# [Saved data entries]

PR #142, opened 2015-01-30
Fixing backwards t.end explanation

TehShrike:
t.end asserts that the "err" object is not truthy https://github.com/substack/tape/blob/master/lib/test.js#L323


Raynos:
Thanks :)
* * *
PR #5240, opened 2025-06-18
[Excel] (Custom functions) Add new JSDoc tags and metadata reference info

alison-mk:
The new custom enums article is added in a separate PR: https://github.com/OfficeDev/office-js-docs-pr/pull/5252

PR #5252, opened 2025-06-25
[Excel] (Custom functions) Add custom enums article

# [PROBLEM]
Wherever the word "functions" turns up in the records, copy out the line it is on.

# [FINISHED EXERCISE]
[Excel] (Custom functions) Add new JSDoc tags and metadata reference info
[Excel] (Custom functions) Add custom enums article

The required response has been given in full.